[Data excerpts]
PR #2298, opened 2026-09-02
refactor: record inference rpc metrics when requests complete.

liutongxuan:
Replace xllm_metrics.h with RpcRequestMetrics owned by Call so ok/fail counters fire at request end instead of ClosureGuard::release().

## Change Type

- [ ] Bug fix
- [ ] New feature
- [ ] Performance improvement
- [ ] Refactor
- [ ] Documentation
- [ ] Test
- [ ] Build or CI

## Pull Request Checklist

- [ ] The PR title and each commit message follow the xLLM commit format: `<type>: <subject>`.

### Pre-commit Checks

- [ ] I have installed `pre-commit` by running `pip install pre-commit` or an equivalent command.
- [ ] I have installed the hooks with `pre-commit install`.
- [ ] I have run `pre-commit run --all-files` and fixed any reported issues.

### Self Review

- [ ] I have self-reviewed the code according to `.agents/skills/code-review/references/custom-code-style.md`, especially code written or assisted by AI.

### Build and Test Coverage


xllm/api_service/call.h
```diff
@@ -55,6 +58,7 @@ class Call {
 
  protected:
   brpc::Controller* controller_;
+  RpcRequestMetrics rpc_metrics_;
```
zhang-minchao, line 72: 待确认：`RpcRequestMetrics` 现在作为 `Call` 的成员保存裸 `brpc::Controller*`。它的析构函数定义在 `xllm/api_service/rpc_request_metrics.cpp:29`：

```cpp
RpcRequestMetrics::~RpcRequestMetrics() { record_out(); }
```

而 `record_out()` 在同文件 `:50-56` 解引用该指针：

```cpp
if (!controller_->Failed()) {
    ...
}
```

但 `controller_` 的释放时机似乎可能早于 `rpc_metrics_`：

- `NonStreamCall::~NonStreamCall()` 先调用 `done_->Run()`；
- 非流式 `StreamCall::~StreamCall()` 也先调用 `done_->Run()`；
- 流式 `StreamCall` 则在构造函数中调用 `done_->Run()`。

如果 brpc 的 `done_->Run()` 在返回前释放 controller，那么随后执行的 `RpcRequestMetrics::~RpcRequestMetrics()` 就会调用 `record_out()`，进而访问已经释放的 `controller_->Failed()`，可能发生 UAF。请确认是否应在 `done_->Run()` 前记录 metrics，或以其他方式保证 controller 在 metrics 记录完成前仍存活。

**brpc 源码依据**

PR 使用的 brpc gitlink 是 `67d6372a`；xLLM 从 `415f5378` 更新到该版本时，以下 ownership 代码未变化。

HTTP response sender 直接持有 controller：

`src/brpc/policy/http_rpc_protocol.cpp:738`
```cpp
std::unique_ptr<Controller, LogErrorTextAndDelete> _cntl;
```

HTTP completion callback 先执行回调，再销毁 sender：

`src/brpc/policy/http_rpc_protocol.cpp:748-752`
```cpp
_sender._cntl->CallAfterRpcResp(...);
delete this;
```

sender 销毁后，deleter 会删除 controller：

`src/brpc/protocol.cpp:257-272`
```cpp
if (_delete_cntl) {
    delete c;
}
```

brpc 代码也明确说明 HTTP 的 `cntl`、`req`、`res` 会在 `done` 内删除（`src/brpc/policy/http_rpc_protocol.cpp:1456-1457`）。

流式请求在构造函数中触发同一个 `done`：

`xllm/api_service/stream_call.h:58-69`
```cpp
stream_ = request_->stream();
if (stream_) {
    pa_ = controller_->CreateProgressiveAttachment();
    done_->Run();
}
```

`CreateProgressiveAttachment()` 只把 socket 引用交给 progressive attachment（`src/brpc/controller.cpp:1506-1514`），后续 chunk 通过该 socket 发送，并不会延长 controller 生命周期。因此上述释放顺序在流式 HTTP 中同样适用。

liutongxuan: done，已修复

xllm/api_service/rpc_request_metrics.h
```diff
@@ -0,0 +1,63 @@
...
+
+  void mark_failed(int32_t error_code = 0);
+
+ private:
+  void record_out();
+
+  const brpc::Controller* controller_ = nullptr;
+  bool active_ = false;
+  bool failed_ = false;
+  int32_t error_code_ = 0;
```
ustcfy, line 60: `failed_` and `error_code_` are written from callback threads (`chat_service_impl.cpp` / `completion_service_impl.cpp` capture `metrics` into a `std::function` the master invokes) and read on `record_out()`. Non-atomic writes are technically a data race. Please make them `std::atomic<bool>` / `std::atomic<int32_t>` — or document on the class that "callback invocations must be serialized relative to destruction," so a future master change to parallel notifications doesn't silently break this.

Work order
In the entries above, tally the lines that include the string "have". Give the figure only.

Reply
4